====== Data ======

PR #1187, opened 2025-03-12
make boolean deterministic

### LINKED ISSUE #1177: Determinism / Repeatability?
This is a mostly question more than an issue.

Does  Manifold make any guarantees about the repeatability of the results?  That is, if you run it again or run it on a different machine, will you get the same results (where "same" includes the order of the vertices and output faces, as well as the actual geometry of the output)?

I am guessing the answer is "no", but would be happily surprised to learn otherwise.  If the answer is "no", a second question would be: if there is no parallelism used to get the answer (either because it is turned off, or because the problem size is quite small), might we expect such determinism? I suspect this mostly comes down to: are any sorts used stable sorts, and do you avoid hashing on pointers?  If the answer is still "no" for small problems / parallelism turned off, then how hard would it be to make it deterministic/repeatable/portable in those cases?

The reason I care is two-fold.

(1) It makes regression testing much easier, and Blender's regression tests typically rely on such a guarantee. If Manifold is repeatable on small cases, that would be sufficient for this.

(2) There are cases where non-repeatability can affect the visual appearance of a render or animation.  E.g., if you get different results frame-to-frame in an animation, the animation can flicker. Or, if the user has relied on element indices in making procedural postprocessing of the Boolean result (using our procedural system "Geometry Nodes") then they will not get repeatable results. They are not supposed to do this latter thing, so this is less important; but nevertheless, some users do.

pca006132:
Closes #1177

### DIFF
--- a/src/boolean_result.cpp
+++ b/src/boolean_result.cpp
@@ -657,6 +657,39 @@ void CreateProperties(Manifold::Impl &outR, const Manifold::Impl &inP,
     }
   }
 }
+
+void ReorderHalfedges(VecView<Halfedge> &halfedges) {
+  // halfedges in the same face are added in non-deterministic order, so we have
+  // to reorder them for determinism
+
+  // step 1: reorder within the same face, such that the halfedge with the
+  // smallest starting vertex is placed first
+  for_each(autoPolicy(halfedges.size() / 3), countAt(0),
+           countAt(halfedges.size() / 3), [&halfedges](size_t tri) {
+             std::array<Halfedge, 3> face = {halfedges[tri * 3],
+                                             halfedges[tri * 3 + 1],
+                                             halfedges[tri * 3 + 2]};
+             int index = 0;
+             for (int i : {1, 2})
+               if (face[i].startVert < face[index].startVert) index = i;
+             for (int i : {0, 1, 2})
+               halfedges[tri * 3 + i] = face[(index + i) % 3];
+           });
+  // step 2: fix paired halfedge
+  for_each(autoPolicy(halfedges.size() / 3), countAt(0),
+           countAt(halfedges.size() / 3), [&halfedges](size_t tri) {
+             for (int i : {0, 1, 2}) {
+               Halfedge &curr = halfedges[tri * 3 + i];
+               int oppositeFace = curr.pairedHalfedge / 3;
+               int index = -1;
+               for (int j : {0, 1, 2})
+                 if (curr.startVert == halfedges[oppositeFace * 3 + j].endVert)
+                   index = j;
+               curr.pairedHalfedge = oppositeFace * 3 + index;
+             }
+           });
+}
+
 }  // namespace
 
 namespace manifold {
@@ -846,6 +879,8 @@ Manifold::Impl Boolean3::Result(OpType op) const {
   outR.Face2Tri(faceEdge, halfedgeRef);
   halfedgeRef.clear();
   faceEdge.clear();
+
+  ReorderHalfedges(outR.halfedge_);
 
 #ifdef MANIFOLD_DEBUG
   triangulate.Stop();
--- a/src/boolean_result.cpp
+++ b/src/boolean_result.cpp
@@ -198,6 +198,7 @@ std::tuple<Vec<int>, Vec<int>> SizeOutput(
 struct EdgePos {
   double edgePos;
   int vert;
+  int collisionId;
   bool isStart;
 };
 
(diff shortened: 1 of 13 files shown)


src/boolean_result.cpp
```diff
@@ -658,6 +658,39 @@ void CreateProperties(Manifold::Impl &outR, const Manifold::Impl &inP,
     }
   }
 }
+
+void ReorderHalfedges(VecView<Halfedge> &halfedges) {
+  // halfedges in the same face are added in non-deterministic order, so we have
+  // to reorder them for determinism
```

======

**Activity:**
Each entry is to be output exactly as it was written.

**Result of the exercise:**
PR #1187, opened 2025-03-12
make boolean deterministic

### LINKED ISSUE #1177: Determinism / Repeatability?
This is a mostly question more than an issue.

Does  Manifold make any guarantees about the repeatability of the results?  That is, if you run it again or run it on a different machine, will you get the same results (where "same" includes the order of the vertices and output faces, as well as the actual geometry of the output)?

I am guessing the answer is "no", but would be happily surprised to learn otherwise.  If the answer is "no", a second question would be: if there is no parallelism used to get the answer (either because it is turned off, or because the problem size is quite small), might we expect such determinism? I suspect this mostly comes down to: are any sorts used stable sorts, and do you avoid hashing on pointers?  If the answer is still "no" for small problems / parallelism turned off, then how hard would it be to make it deterministic/repeatable/portable in those cases?

The reason I care is two-fold.

(1) It makes regression testing much easier, and Blender's regression tests typically rely on such a guarantee. If Manifold is repeatable on small cases, that would be sufficient for this.

(2) There are cases where non-repeatability can affect the visual appearance of a render or animation.  E.g., if you get different results frame-to-frame in an animation, the animation can flicker. Or, if the user has relied on element indices in making procedural postprocessing of the Boolean result (using our procedural system "Geometry Nodes") then they will not get repeatable results. They are not supposed to do this latter thing, so this is less important; but nevertheless, some users do.

pca006132:
Closes #1177

### DIFF
--- a/src/boolean_result.cpp
+++ b/src/boolean_result.cpp
@@ -657,6 +657,39 @@ void CreateProperties(Manifold::Impl &outR, const Manifold::Impl &inP,
     }
   }
 }
+
+void ReorderHalfedges(VecView<Halfedge> &halfedges) {
+  // halfedges in the same face are added in non-deterministic order, so we have
+  // to reorder them for determinism
+
+  // step 1: reorder within the same face, such that the halfedge with the
+  // smallest starting vertex is placed first
+  for_each(autoPolicy(halfedges.size() / 3), countAt(0),
+           countAt(halfedges.size() / 3), [&halfedges](size_t tri) {
+             std::array<Halfedge, 3> face = {halfedges[tri * 3],
+                                             halfedges[tri * 3 + 1],
+                                             halfedges[tri * 3 + 2]};
+             int index = 0;
+             for (int i : {1, 2})
+               if (face[i].startVert < face[index].startVert) index = i;
+             for (int i : {0, 1, 2})
+               halfedges[tri * 3 + i] = face[(index + i) % 3];
+           });
+  // step 2: fix paired halfedge
+  for_each(autoPolicy(halfedges.size() / 3), countAt(0),
+           countAt(halfedges.size() / 3), [&halfedges](size_t tri) {
+             for (int i : {0, 1, 2}) {
+               Halfedge &curr = halfedges[tri * 3 + i];
+               int oppositeFace = curr.pairedHalfedge / 3;
+               int index = -1;
+               for (int j : {0, 1, 2})
+                 if (curr.startVert == halfedges[oppositeFace * 3 + j].endVert)
+                   index = j;
+               curr.pairedHalfedge = oppositeFace * 3 + index;
+             }
+           });
+}
+
 }  // namespace
 
 namespace manifold {
@@ -846,6 +879,8 @@ Manifold::Impl Boolean3::Result(OpType op) const {
   outR.Face2Tri(faceEdge, halfedgeRef);
   halfedgeRef.clear();
   faceEdge.clear();
+
+  ReorderHalfedges(outR.halfedge_);
 
 #ifdef MANIFOLD_DEBUG
   triangulate.Stop();
--- a/src/boolean_result.cpp
+++ b/src/boolean_result.cpp
@@ -198,6 +198,7 @@ std::tuple<Vec<int>, Vec<int>> SizeOutput(
 struct EdgePos {
   double edgePos;
   int vert;
+  int collisionId;
   bool isStart;
 };
 
(diff shortened: 1 of 13 files shown)


src/boolean_result.cpp
```diff
@@ -658,6 +658,39 @@ void CreateProperties(Manifold::Impl &outR, const Manifold::Impl &inP,
     }
   }
 }
+
+void ReorderHalfedges(VecView<Halfedge> &halfedges) {
+  // halfedges in the same face are added in non-deterministic order, so we have
+  // to reorder them for determinism
```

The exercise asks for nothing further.